Pour sa part, l'Agence de l'Eau s'engage à soutenir techniquement et financièrement ce programme.

Cette démarche a été engagée sur deux sites pilotes : le parc du cours et le parc de la maison romaine.

 

>> Alternatives à l'utilisation de produits phytosanitaires :

- Remplacer les insecticides par la protection biologique intégrée (PBI) ou d'autres techniques alternatives (telles que le purin d'ortie). La PBI utilise des organismes vivants, prédateurs naturels (insectes, champignons, et autres microorganismes) pour lutter contre les ennemis des plantes. Ainsi, pour combattre les pucerons sur les plantes de serre, les agents du service Cadre de Vie introduisent des larves de coccinelles friandes de ces insectes parasites

- Remplacer le désherbage chimique par le binage ou le désherbage thermique

desherbage thermique

Pour les autres espaces verts, une gestion différenciée est progressivement mise en place et l'usage des produits phytosanitaires est limité

 

>> Diminuer les consommations d'eau

L'eau, une denrée rare

L'eau de pluie des serres municipales et récupérée puis stockée sous la forme d'un petit étang constitue une réelle réserve d'eau pour l'arrosage des arbres de la pépinière.

D'autres techniques permettent de préserver la ressource en eau :

- l'apport de tourbe à la terre (1kg de tourbe conserve 5 litres d'eau),
- la mise en place de système de goutte à goutte,
- l'utilisation de jardinières à réserve d'eau
- l'arrosage très tôt le matin ou tard le soir afin d'éviter l'évaporation.
- le Paillage des massifs est une méthode de protection des plantes et du sol permettant de protéger la terre de l'érosion due à la pluie, du dessèchement du soleil et du vent, et de limiter l'évaporation, ce qui diminue les fréquences d'arrosage.
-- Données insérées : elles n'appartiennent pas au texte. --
Issue #535, opened 2019-11-27
Consolidate example graphs in unit tests


adocherty:
### Description

Currently our unit tests are disorganized and each test creates example StellarGraph graphs in different or similar ways with no sharing of this code.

Le paillage est réalisé avec les branches broyées lors de l'élagage

paillage

- le choix des plantes : une palette végétale différente avec de plus en plus de plantes vivaces qui sont intégrées dans le fleurissement au détriment des plantes annuelles. 10% des massifs habituellement plantés en annuelles sont cette année composés de vivaces. Ces dernières ont l'avantage de colorer les massifs pratiquement toute la saison et ont une demande en eau est très faible comparée aux besoins des annuelles.

 >> Les zones mellifères

La préservation de la biodiversité passe également par la protection des insectes pollinisateurs menacés tels que les abeilles avec :

- la promotion de zones ensemencées de fleurs mellifères. Dès 2009 une surface d'environ 4530 m² a été dévolue à cette pratique avec 6 mélanges différents : Vieux St Laurent : 150 m² ; Rond point route d'Archettes : 200 m² ; Tranchée de Docelles : 230 m² ; Talus magdeleine : 400 m² ; Terrain pépinière : 1800 m² (mélange spécial mellifère) ; Abords chaufferie : 150 m² ; Plateau de la justice : 600 m² ; Parc du château : 1000m²

- la plantation d'arbres et arbustes bien visités par les abeilles

- Une nature qui reprend ses droits : secteurs où herbes folles et fleurs indigènes poussent à leur guise. Ainsi, le rythme de tonte de certains talus est plus espacé comme au niveau de la clairière engazonnée de l'arboretum du Saut-le-Cerf, où seul un passage piétonnier est tondu. Par ailleurs, un seul gyrobroyage de la végétation a été effectué en octobre.